Posts
by n splendorr
April 28, 2020

And after everyone

There are things I've spent quite a bit of time on that nobody's ever seen, and sometimes I reflect on that negatively. Things I poured myself into that seemingly came to nothing. But sometimes you just need a longer viewpoint. In the early 2000s, everyone said Microsoft had "won" their "battle" with Apple because of desktop market dominance. Now, 20 years later, we can see the context for computers expanding far beyond the desktop, and Apple positioning themselves to work up from an apparently simple device into eventual ubiquity. And also, that they both still exist, that they are both among the largest companies ever, and that maybe the battle was constructed for our attention more than anything.

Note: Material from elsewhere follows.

PR #4802, opened 2020-04-02
COMP: Correctly set CMAKE_CXX_FLAGS_CONFIG in SlicerConfig.cmake

Sunderlandkyl:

In 2008, it was easy to feel the US had changed irrevocably for the better. A black Democrat president! Control of Congress! The iPhone! We were plunging headlong into the beautiful future. We didn't understand the impact of the 2008 housing collapse, or read the Democrats' response to this as presaging their near-complete ineffectiveness and disinterest in meaningfully improving most people's lives. We didn't understand that Republican efforts to undermine the integrity of our elections were just about to reach a tipping point, or that they would use the specters of race and financial equity to conjure even greater monsters than Bush. Some of us, me included, didn't understand the extent to which power protects power.

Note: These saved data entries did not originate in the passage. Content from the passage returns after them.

PR #4808, opened 2020-04-06
BUG: Reduce startup warnings from qMRMLSliceControllerWidget

### LINKED ISSUE #4807: Runtime warning ctkDoubleSliderPrivate::toInt out of integer bounds
Recently this warning log appears when starting Slicer:

    ctkDoubleSliderPrivate::toInt : value  10  for singleStep  1e-12  is out of integer bounds !

## Steps to reproduce

Start Slicer, check logs. Tested on Windows, in debug mode.

It is probably related to recent changes in how the slice slider position is set (to fix another runtime warning).

Sunderlandkyl:
Starting a debug build of Slicer would result in a warning message, since the number of single steps for the slider would exceed the max integer value.

Fixed in two ways, although either would independently remove the warning:
- Increase the minimum resolution of the slider to a value that does not cause the integer overflow (0.000000000001 -> 0.00000001).
- When calculating the offset resolution, the slice bounds are not taken into account if the size of the bounds is zero.

fixes #4807

### DIFF
--- a/Libs/MRML/Widgets/qMRMLSliceControllerWidget.cxx
+++ b/Libs/MRML/Widgets/qMRMLSliceControllerWidget.cxx
@@ -1284,7 +1284,10 @@ void qMRMLSliceControllerWidgetPrivate::onSliceLogicModifiedEvent()
   // For thin volumes such as ultrasound, the slice bounds may be smaller than the spacing due to floating point errors.
   // To avoid warnings caused by the step size being larger than the slider maximum, set the step size to the smaller of
   // the either the slice offset or the slice bounds depth.
-  offsetResolution = std::min(offsetResolution, sliceBounds[5] - sliceBounds[4]);
+  if (sliceBounds[5] - sliceBounds[4] > 0.0)
+    {
+    offsetResolution = std::min(offsetResolution, sliceBounds[5] - sliceBounds[4]);
+    }
   q->setSliceOffsetResolution(offsetResolution);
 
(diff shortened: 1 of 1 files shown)


Libs/MRML/Widgets/qMRMLSliceControllerWidget.cxx
```diff
@@ -1284,7 +1284,10 @@ void qMRMLSliceControllerWidgetPrivate::onSliceLogicModifiedEvent()
   // For thin volumes such as ultrasound, the slice bounds may be smaller than the spacing due to floating point errors.
   // To avoid warnings caused by the step size being larger than the slider maximum, set the step size to the smaller of
   // the either the slice offset or the slice bounds depth.
-  offsetResolution = std::min(offsetResolution, sliceBounds[5] - sliceBounds[4]);
+  if (sliceBounds[5] = sliceBounds[4] > 0.0)
```
jcfr, line 1287: For sake of clarify, what about changing this to:

```
   if (sliceBounds[4] > 0.0)
     {
     sliceBounds[5] = sliceBounds[4]
     [...]
     }
```

Sunderlandkyl: Whoops, that's actually a typo. Should be:
```if (sliceBounds[5] - sliceBounds[4] > 0.0)```

Thanks for catching it!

Anyway. I'm just reminding myself that things aren't necessarily the way they seem this year; or that they won't stay this way. That, at a personal level, there are hundreds of projects and thousands of ideas I've left scattered in my wake, panels and cones burning off on reentry, and it's really easy to look at any of them and simply regret. There are things I've poured hundreds of hours into that very few people have ever seen, for various reasons.

In 2013, I started listening to the Insert Credit Show podcast. In the years since, I've become friends with and done work for several people from the show. This is an obscured overview of one of several(!) huge documents I've filled in trying to redesign Insert Credit's site since... 2017(?), as a volunteer, exploratory project. Each of these blurry rectangles is a whole or partial site layout.

For the last couple of years, I regarded this as a failure. I've felt bad because it never launched. But that wasn't on me; it just wasn't time for them yet. Now it's time to finally make it, and I'm trying to arrange everything else so that I can make it happen in the next couple months. And I can look back and recognize the effort that went into these designs absolutely made me a better designer, and that there's a long way for me to go, yet.

This is just one of many things that I've held onto as failures for the last few years, which now one way or another are revealing some small blooms, if not full, edible fruit.

I've been through professional hell over the last couple years, and spent a lot of time looking into the unfocused distance fearing I was totally ruined. Maybe I still will be. Money is a fuck. But time is long, and I didn't die last year, and I'm not gonna fucking die this year if I can help it, and I'm going to do what I can to help the people, projects, and causes I believe in.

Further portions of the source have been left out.